Zheng Chen氏による特別講演会を開催します(2025年12月19日)

Zheng Chen氏(Bill D. Cook associate professor in the Department of Mechanical & Aerospace Engineering at the University of Houston)をお招きして特別講演会を開催します。学内者は聴講自由となっておりますので、ぜひご参加ください。参加登録はこちらからお願いします。

日時: 2025年12月19日(金) 13:00～14:30
場所: A-209 およびオンライン
講師: Dr. Zheng Chen
    Bill D. Cook associate professor in the Department of Mechanical & Aerospace Engineering at
    the University of Houston
演題: Soft Actuator Enabled Underwater Swimmers
講演概要:
Autonomous underwater robots are highly demanded in environmental monitoring, intelligent collection, and deepwater exploration. Recent years have witnessed significant effort in development of bio-inspired underwater robots to mimic aquatic animals, such as robotic fish, robotic jelly fish, and robotic manta ray, to achieve high energy propulsion efficiency and maneuvering capabilities.
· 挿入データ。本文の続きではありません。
PR #12650, opened 2016-04-22
Fabric v1 - again

jbreckmckye:
After the [first implementation](https://github.com/guardian/frontend/pull/12586) of Fabric, the requirements came under question - this pull request implements the new needs.

Commercial is currently under pressure to start building fabric adverts by the end of next week. This PR is a (somewhat hasty) way to meet that problem - it clones the Fluid250 and ExpandableVideoV2 templates with some slight changes to meet the specific requirements of Fabric. I'm hoping that next week I'll have opportunities to refine this, but in the meanwhile, it's very important that we can get something into the CODE environment for Carlo's team to start experimenting with.

**What does this PR do?**
- creates a Fabric-v1 and Fabric-expandable template
- replaces the top slot on mobile with a substitute slot (either after the first container on fronts, or on the first inline in articles) that requests a new ad size - 88x71 - that targets specifically the new creative type.

You'll notice that I've essentially cloned the original CSS and JavaScript by process of simple repetition. This is a tactical decision - it's code we can develop separately during the week without risk of harming live creatives that use the existing code. The commercial team is keen to 'branch' creatives in this fashion - it gives them jerry-rigged way to use versioned dependencies.

_Inline full width ad after first container on mobile - a substitute for the top nav ad_
image

_Equivalent placement in an article_
image

@regiskuckaertz


static/src/javascripts/projects/common/modules/commercial/creatives/fabric-expanding-v1.js
```diff
@@ -0,0 +1,94 @@
...
+                    videoSrcAutoplay = videoSrcAutoplay.replace(this.isClosed ? 'autoplay=0' : 'autoplay=1', this.isClosed ? 'autoplay=1' : 'autoplay=0');
+                }
+                $('.ad-exp__close-button').toggleClass('button-spin');
+                $('.ad-exp__open-chevron').removeClass('chevron-up').toggleClass('chevron-down');
+                this.$ad.css('height', this.isClosed ? this.openedHeight : this.closedHeight);
+                $('.slide-video, .slide-video .ad-exp__layer', $(this.$adSlot[0])).css('height', this.isClosed ? this.openedHeight : this.closedHeight).toggleClass('slide-video__expand');
+                this.isClosed = !this.isClosed;
+                setTimeout(function () {
+                    $('#YTPlayer').attr('src', videoSrcAutoplay);
+                }, 1000);
```
regiskuckaertz: 1000 b/c of the animation?

jbreckmckye: I guess so? It's a clone of expanding-v2, really.

static/src/javascripts/projects/common/modules/commercial/sticky-top-banner.js
```diff
@@ -76,8 +76,11 @@ define([
         var $iframe = getAdIframe();
         var slotWidth = $iframe.attr('width');
         var slotHeight = $iframe.attr('height');
+        var slotSize = [slotWidth, slotHeight].join(',');
```
regiskuckaertz: DFP uses the sizes of the winning creative to set the `width` and `height` on the `iframe`? I didn't know that 😮

regiskuckaertz:
Let's roll this out and figure out how we could improve the code later 👍

static/src/javascripts/projects/common/modules/commercial/sticky-top-banner.js
jbreckmckye: I think the idea is that most of the adverts in question apply height properties to the `$adSlot`. It might be nicer if the creative object itself could be responsible for this and exposing events.

regiskuckaertz:
@sndrs they're not 😆 we're really trying to take a bird's eye view at our work and rethink everything from the ground up—this shouldn't block work on new creatives though.

PR #12651, opened 2016-04-22
Press mainMedia embeds into immersive pages

sammorrisdesign-zz:
## What does this change?

At the moment if we paste some `html` into composer's main media embed slot, it gets `fenced`. This means we slow down the load of the page and limit what the interactive developer can do. This PR is an experiment that will `un-iframe` main media embed code. With one caveat, the article must have been modified in the last sixty days. After that the embed will be re-iframed and the article will be essentially "archived".

To be double safe I've also put this behind a switch.
## Request for comment

@gklopper


common/app/views/support/HtmlCleaner.scala
```diff
@@ -426,6 +426,18 @@ case class ImmersiveLinks(isImmersive: Boolean) extends HtmlCleaner {
   }
 }
 
+case class ImmersiveMainEmbed(isImmersive: Boolean, isSixtyDaysModified: Boolean) extends HtmlCleaner {
+  override def clean(document: Document): Document = {
+      if(immersiveMainEmbedSwitch.isSwitchedOn && isSixtyDaysModified) {
+        val srcdoc = document.getElementsByTag("iframe").attr("srcdoc")
+        if(isImmersive && srcdoc != null) {
```
gtrufitt: Can you add `isImmersive` into the if statement above?

common/app/views/support/HtmlCleaner.scala
```diff
@@ -426,6 +426,18 @@ case class ImmersiveLinks(isImmersive: Boolean) extends HtmlCleaner {
   }
 }
 
+case class ImmersiveMainEmbed(isImmersive: Boolean, isSixtyDaysModified: Boolean) extends HtmlCleaner {
+  override def clean(document: Document): Document = {
+      if(immersiveMainEmbedSwitch.isSwitchedOn && isSixtyDaysModified && isImmersive) {
+        val srcdoc = document.getElementsByTag("iframe").attr("srcdoc")
+        if(srcdoc != null) {
+            document.getElementsByTag("body").html(srcdoc)
```
gklopper: Does this replace the entire body? I'm not sure that is what we want.

Will this have unexpected consequences on any bit of immersive content created in the last 60 days?

gklopper:
I'm not sure all the side effects on older immersive content have been thought through. Likewise I'm worried about this having unintended consequences on new immersive content not specifically written for it.

common/app/views/support/HtmlCleaner.scala
sammorrisdesign: The cleaner seems to add wrap what it's given in `body` tags. the `document` in this case being just the main media.

sammorrisdesign:
@gklopper I'm happy to put a published after today statement in there to doubly safeguard it.

static/src/stylesheets/module/content/_article-immersive.scss
```diff
@@ -95,6 +95,34 @@
...
     }
 
+    .content__main-embed {
+        position: absolute;
+        top: 0;
+        right: 0;
+        left: 0;
+        bottom: 0;
+        z-index: 1;
+    }
```
OliverJAsh: Do we not already have these styles for images in the main media?

static/src/stylesheets/module/content/_article-immersive.scss
```diff
@@ -671,6 +680,7 @@
             bottom: 0;
             left: 0;
             right: 0;
+            z-index: 2;
```
OliverJAsh: Why is this needed? We need to document things like this

OliverJAsh:
> limit what the interactive developer can do.

What do you need to do that you can't do when the iframe is fenced?

Any extra behaviour you can achieve when the embed is not ifamed will surely be lost after 60 days once the embed is iframed? Is that what we want?

Will embeds be designed to gracefully degrade when they are iframed? Or will they simply fail after 60 days?

Is there a risk that an embed could break the page when it is not iframed? All it takes is one bad embed.

OliverJAsh:
I have some questions, but as this is behind a switch, we can continue to review this decision. 👍

jamesgorrie:
I echo the question of - if we are going to turn this off after 60 days - what happens to the unfenced functionality? Implicitly this seems to be saying we want to break the law for a bit while traffic is high? 

Specifying what functionality is lacking and then adding it permanently seems like a better solution.

sammorrisdesign:
@OliverJAsh So yes, anything added in the `mainMedia` will have to be built to be non crucial.

One example of something that we'll be able to do smoother is [The County](http://www.theguardian.com/us-news/2015/dec/01/the-county-kern-county-deadliest-police-killings). If we had this system we could achieve that header without js. Equally the page colouring which has degraded considerably since launch, would be removed.

I agree that things can break and the responsibility relies with the developer. However, things can break now we just thrash layout to provide a more janky experience before they do break.

@jamesgorrie Given how prone bespoke elements are to break, I think this solution works well for that. The example above works well here too. The page styling isn't required but does add a lot. However, changes we've made in `frontend` since have naturally caused some regressions.

It's also worth noting that `thrashers` are also pressed into the page and we haven't had any problems. In the event of issues, we could easily remove any breaking code.

OliverJAsh:
I think this needs further discussion.

In the meantime, as a workaround for @blongden73’s requirements, we've created an interactive embed that removes the headline:

``` js
define([], function () {
    return {
        boot: function (el, context, config, mediator) {
            var headerEl = document.querySelector('.content__header');
            if (headerEl) {
                headerEl.remove();
            }
        }
    };
});
```

johnduffell:
is anything happening with this or has it gone back to the drawing board for a rethink?

sammorrisdesign:
Not sure I got a 👍 and then a "this needs a rethink"

From my point of view this is good to go. I'd like to merge it in, it's behind a switch if we notice old things going sideways.

gklopper:
I'm worried that this simply unpacks all recent iframe type interactives and they have not been written to take that into account (i.e. broken inetractives will happen).

So I better not get a call this weekend about broken interactives 🔥 🔥 🔥 .

But if you are going to be reallllly careful then 👍

sammorrisdesign:
@gklopper If you don't want to get a call this weekend, I can always merge it in on Monday ;)

johnduffell:
personally I don't like 60 days cutoffs, we don't want to effectly change things 60 days after publication because stuff might just be breaking.  Can we just choose how we want to do it and implement it that way?  If this is just a test and you are gathering data to support a proper change ( i guess so as it has a switch) then can we just have a list of urls that it tries it on, and if that goes well open it up more widely?

gklopper:
Sam is just doing a test to see how this works. 

If you look at it in that perspective then the 60 day thing makes sense (i.e. it may well revert and we cannot come to rely on it in the meantime).

We are probably going to schedule a reasonable amount of interactive work in Q2 (and I doubt this lives beyond that), so learning from this would be great (i.e. does this actually improve Google search results)

johnduffell:
fair enough after all it has a switch.
however merge conflicts! 💀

Novel actuating materials, which are lightweight, soft, and capable of generating large flapping motion under electrical stimuli, are highly desirable to build such bio-inspired underwater swimmers. Electroactive polymers (EAPs), called artificial muscles, are emerging soft smart materials that can generate large deformations under electrical stimuli. As an important category of ionic EAPs, Ionic Polymer-Metal Composites (IPMCs) can work under wet conditions with low actuation voltages, which shows their great potential as artificial muscles in bio-inspired underwater robots. Another important category of EAP, called dielectric elastomer can generate large force with high actuation voltage. With a certain waterproof design, DE also shows some promising applications in underwater robots. In this talk, a systems perspective is taken, from modeling, control, fabrication, and bio-inspired design, which addresses the most challenges in this research area. Three types of bio-inspired underwater robots using artificial muscles will be presented in this talk, including robotic fish, robotic manta ray, and robotic jellyfish. A bio-inspired swimming bladder enabled by reversible fuel cell for buoyancy control is also discussed. Advantages and challenges of using artificial muscles in bio-inspired robots will be concluded at the end.